Hi there,

 

Have you ever come across Lego? Lego Technic? Maybe as well Lego Mindstorms? If you have never seen Lego Mindstorms - it is like toys for Engineers. Just go on Youtube and see what others have built with it - Guitar Player, Packaging Line and much more cool stuff.

 

We are currently at Hannover Messe presenting integration of IIoT and Industry 4.0 to the PI System. My idea was - have a nice and sweet demo using some equipment which is highlighting this message. So I used a Lego Mindstorms Education Kit to build a small color sorter line. However, Lego Mindstorms EV3 also offers a lot of sensoring like ultrasonic distance, temperature, position, power consumptions of equipment, color detection etc. So this data shall be collected to the PI System.

 

My first approach was - just create a small programm which collects data for the runtime of the program and sends it to the PI System. The EV3 brick has a lot of connectivity options like USB, Bluetooth or WiFi. So I thought it would be a great idea to collect data, send it over one of these options to a PI Interface or Connector and push it up to a PI System. Since we are presenting at HMI as a partner of SAP, there was also the idea to have that data later in the SAP HANA Database - using our PI Integrator for SAP HANA.

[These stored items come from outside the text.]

Issue #2119, opened 2026-03-11
Add an option to `lib test` to select particular test values


johnynek:
when you are iterating instead of `--filter` a whole package, it is sometimes nice to select just a single test value. It would be good to add a `--value` option that allows you to select `Foo/Bar/Baz::quux` and for a valid test value quux. If `quux` isn't a test value, it should error.

This selection mode be exclusive with `--filter`. So we should use `orElse` composition in decline to handle it.

johnynek:
MergeXO assigned an agent and started design work for issue #2119.

johnynek:
Opened design PR: https://github.com/johnynek/bosatsu/pull/2121

johnynek:
MergeXO assigned an agent and started implementation PR work for issue #2119.

johnynek:
Opened implementation PR: https://github.com/johnynek/bosatsu/pull/2123

johnynek:
MergeXO source-issue comment routing update:
- source comment: https://github.com/johnynek/bosatsu/issues/2119#issuecomment-4037010845
- linked PR: #2123 (https://github.com/johnynek/bosatsu/pull/2123)

Comments on the source issue are no longer actioned after a PR exists. Please comment on the PR thread instead.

So how do we get data from a Lego Mindstorms EV3 robot into SAP HANA? Exactly! Through the PI System infrastructure.

 

What I did in the first place was to find a sponsor who is paying the toys (thanks to our marketing department ). Then I built the robot - I felt again like a kid following the instructions in the documentation to assemble it. You may never think that if you see a bunch of Lego bricks in front of you that this is getting something conveniant.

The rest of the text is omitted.